→ Problem to solve
Write exactly, with no line omitted or added, the span beginning at the line that holds "Use sizeof() directly" and ending at the last line of the records.

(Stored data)
────
PR #653, opened 2023-02-06
ICSF: misc fixes

ifranzki:
For wrapping/unwrapping with a symmetric wrapping key using mechanisms CKM_DES_CBC_PAD, CKM_DES3_CBC_PAD, or CKM_AES_CBC_PAD the IV (i.e. the mechanism parameter) must be passed to ICSF as well.

### DIFF
--- a/usr/lib/icsf_stdll/icsf.c
+++ b/usr/lib/icsf_stdll/icsf.c
@@ -3269,6 +3269,7 @@ int icsf_derive_key(LDAP * ld, int *reason, CK_MECHANISM_PTR mech,
             version = (CK_VERSION_PTR) (&params->pVersion);
             version->major = bvParam.bv_val[0];
             version->minor = bvParam.bv_val[1];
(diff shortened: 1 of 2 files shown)


jschmidb (approved):
lgtm. So this never worked before?

ifranzki:
> lgtm. So this never worked before?

Yep. Well, it worked in that sense that it wrapped the key with an unknown (all zero?) IV, and of course was also able to unwrap that key with the same unknown (all zero?) IV. But transferring the wrapped key to another place and there unwrapping it with the desired IV would simply result in a wrong key ....

vkanjur (approved):

ifranzki:
Found some more bugs in the ICSF token, please take a look at the additional commits as well.

jschmidb (approved):
Yes, looks reasonable.

vkanjur (approved):

PR #654, opened 2023-02-07
Fix compile error "error: initializer element is not constant"

ifranzki:
Some compiler versions report error "error: initializer element is not constant" for the PQC initializers.

Use sizeof() directly in the initializer, instead of declaring a global variable holding the size. Such a global variable is not always considered as a constant, although it is declared as const.


jschmidb (approved):
lgtm

vkanjur (approved):

PR #657, opened 2023-02-09
policy: Fix update of mechanism info for AES-XTS mechanisms

ifranzki:
AES-XTS keys use 2 keys, and thus the AES-XTS mechanisms reports the minimum and maximum key size in the mechanism info as 32 - 64 bytes (256 - 512 bits). However, the strength of such an AES-XTS key is just the half of its size, i.e. a 256 bit AES-XTS key has a strength of 128 bits only. Likewise a 512 bit AES-XTS key has a strength of 256 bits.

While the checking of the key strength when using an AES-XTS key is done correctly, the supported minimum key size in the mechanism list is not updated according to the minimum strength policy setting. So, if a minimum strength of 256 bits is configured, then the minimum key size of the AES-XTS mechanisms must be adjusted to 64 bytes (512 bits).

### DIFF
--- a/usr/lib/api/policy.c
+++ b/usr/lib/api/policy.c
@@ -558,7 +558,7 @@ static CK_RV policy_update_modexp(struct policy_private *pp,
 
 static CK_RV policy_update_symmetric(struct policy_private *pp,
                                      CK_MECHANISM_INFO_PTR info,
-                                     CK_BBOOL isbytes)
+                                     CK_BBOOL isbytes, CK_BBOOL isaesxts)
 {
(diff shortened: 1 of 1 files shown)


jschmidb:
Minor typo in commit msg:
AES-XTS keys use 2 keys, and thus the AES-XTS mechanisms reports   <- report
Otherwise lgtm.

jschmidb (approved):

vkanjur (approved):

ifranzki:
typo in commit msg fixed.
────
→ Task result
Use sizeof() directly in the initializer, instead of declaring a global variable holding the size. Such a global variable is not always considered as a constant, although it is declared as const.


jschmidb (approved):
lgtm

vkanjur (approved):

PR #657, opened 2023-02-09
policy: Fix update of mechanism info for AES-XTS mechanisms

ifranzki:
AES-XTS keys use 2 keys, and thus the AES-XTS mechanisms reports the minimum and maximum key size in the mechanism info as 32 - 64 bytes (256 - 512 bits). However, the strength of such an AES-XTS key is just the half of its size, i.e. a 256 bit AES-XTS key has a strength of 128 bits only. Likewise a 512 bit AES-XTS key has a strength of 256 bits.

While the checking of the key strength when using an AES-XTS key is done correctly, the supported minimum key size in the mechanism list is not updated according to the minimum strength policy setting. So, if a minimum strength of 256 bits is configured, then the minimum key size of the AES-XTS mechanisms must be adjusted to 64 bytes (512 bits).

### DIFF
--- a/usr/lib/api/policy.c
+++ b/usr/lib/api/policy.c
@@ -558,7 +558,7 @@ static CK_RV policy_update_modexp(struct policy_private *pp,
 
 static CK_RV policy_update_symmetric(struct policy_private *pp,
                                      CK_MECHANISM_INFO_PTR info,
-                                     CK_BBOOL isbytes)
+                                     CK_BBOOL isbytes, CK_BBOOL isaesxts)
 {
(diff shortened: 1 of 1 files shown)


jschmidb:
Minor typo in commit msg:
AES-XTS keys use 2 keys, and thus the AES-XTS mechanisms reports   <- report
Otherwise lgtm.

jschmidb (approved):

vkanjur (approved):

ifranzki:
typo in commit msg fixed.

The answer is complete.